Directions:
Read the records that follow and state how many lines hold "messages", adding nothing else.

Material provided:
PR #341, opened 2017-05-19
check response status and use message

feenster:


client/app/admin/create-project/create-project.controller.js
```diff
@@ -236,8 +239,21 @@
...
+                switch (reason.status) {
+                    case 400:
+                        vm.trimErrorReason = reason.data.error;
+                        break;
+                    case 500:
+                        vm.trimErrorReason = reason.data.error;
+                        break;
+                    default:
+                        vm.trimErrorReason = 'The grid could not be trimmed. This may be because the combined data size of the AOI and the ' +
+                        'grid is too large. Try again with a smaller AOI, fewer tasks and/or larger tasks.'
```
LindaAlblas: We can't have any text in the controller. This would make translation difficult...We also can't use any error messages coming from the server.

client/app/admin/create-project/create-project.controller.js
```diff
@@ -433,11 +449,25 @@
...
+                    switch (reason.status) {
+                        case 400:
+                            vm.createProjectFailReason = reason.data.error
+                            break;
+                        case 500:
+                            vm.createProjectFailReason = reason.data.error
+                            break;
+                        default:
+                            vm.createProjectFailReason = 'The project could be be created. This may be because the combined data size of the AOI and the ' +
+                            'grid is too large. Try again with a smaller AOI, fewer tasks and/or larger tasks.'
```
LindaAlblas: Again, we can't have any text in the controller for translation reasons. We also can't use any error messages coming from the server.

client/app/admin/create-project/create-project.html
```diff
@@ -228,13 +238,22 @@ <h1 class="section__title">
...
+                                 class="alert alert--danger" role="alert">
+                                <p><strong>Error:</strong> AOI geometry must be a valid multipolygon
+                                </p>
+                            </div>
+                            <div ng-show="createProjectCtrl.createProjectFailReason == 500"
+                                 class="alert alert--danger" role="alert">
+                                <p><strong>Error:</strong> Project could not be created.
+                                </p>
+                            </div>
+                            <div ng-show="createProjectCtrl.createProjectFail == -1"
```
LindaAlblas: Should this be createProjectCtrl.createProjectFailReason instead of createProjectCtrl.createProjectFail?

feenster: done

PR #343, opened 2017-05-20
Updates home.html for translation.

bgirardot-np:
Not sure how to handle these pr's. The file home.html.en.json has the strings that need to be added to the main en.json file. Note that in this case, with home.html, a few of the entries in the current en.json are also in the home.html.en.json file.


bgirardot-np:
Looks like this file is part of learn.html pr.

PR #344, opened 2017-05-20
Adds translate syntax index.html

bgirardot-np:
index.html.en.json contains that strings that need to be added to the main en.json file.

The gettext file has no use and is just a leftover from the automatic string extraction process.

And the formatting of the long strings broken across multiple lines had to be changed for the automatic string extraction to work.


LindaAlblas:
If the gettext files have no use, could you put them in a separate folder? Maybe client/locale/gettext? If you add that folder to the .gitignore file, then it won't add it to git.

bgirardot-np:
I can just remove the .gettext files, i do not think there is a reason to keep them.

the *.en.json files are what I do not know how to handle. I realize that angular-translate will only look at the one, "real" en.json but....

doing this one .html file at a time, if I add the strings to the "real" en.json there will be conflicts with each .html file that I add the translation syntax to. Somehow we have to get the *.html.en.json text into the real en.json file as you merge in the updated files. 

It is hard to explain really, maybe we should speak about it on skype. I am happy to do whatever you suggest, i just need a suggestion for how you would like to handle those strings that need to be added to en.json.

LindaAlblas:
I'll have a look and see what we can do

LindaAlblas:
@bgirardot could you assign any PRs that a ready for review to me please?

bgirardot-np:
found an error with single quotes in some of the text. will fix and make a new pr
...
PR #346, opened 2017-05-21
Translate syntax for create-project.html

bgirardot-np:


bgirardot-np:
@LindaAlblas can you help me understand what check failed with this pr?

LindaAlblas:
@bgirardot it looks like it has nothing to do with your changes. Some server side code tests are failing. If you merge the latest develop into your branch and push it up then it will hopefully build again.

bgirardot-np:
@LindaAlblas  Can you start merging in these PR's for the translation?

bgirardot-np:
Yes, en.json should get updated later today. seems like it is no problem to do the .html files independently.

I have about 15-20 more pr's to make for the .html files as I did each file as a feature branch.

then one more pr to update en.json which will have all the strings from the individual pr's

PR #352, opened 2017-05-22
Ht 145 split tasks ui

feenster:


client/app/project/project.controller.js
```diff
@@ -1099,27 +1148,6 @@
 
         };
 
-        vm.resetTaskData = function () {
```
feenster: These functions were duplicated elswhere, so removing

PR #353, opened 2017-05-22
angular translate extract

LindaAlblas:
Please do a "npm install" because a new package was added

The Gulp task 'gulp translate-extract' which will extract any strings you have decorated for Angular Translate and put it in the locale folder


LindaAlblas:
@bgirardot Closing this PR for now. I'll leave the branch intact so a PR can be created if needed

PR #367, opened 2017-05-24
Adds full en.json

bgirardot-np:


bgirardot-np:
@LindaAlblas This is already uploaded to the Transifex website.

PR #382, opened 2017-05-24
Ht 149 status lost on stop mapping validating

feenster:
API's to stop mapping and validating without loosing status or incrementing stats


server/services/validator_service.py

Solution to the exercise:
2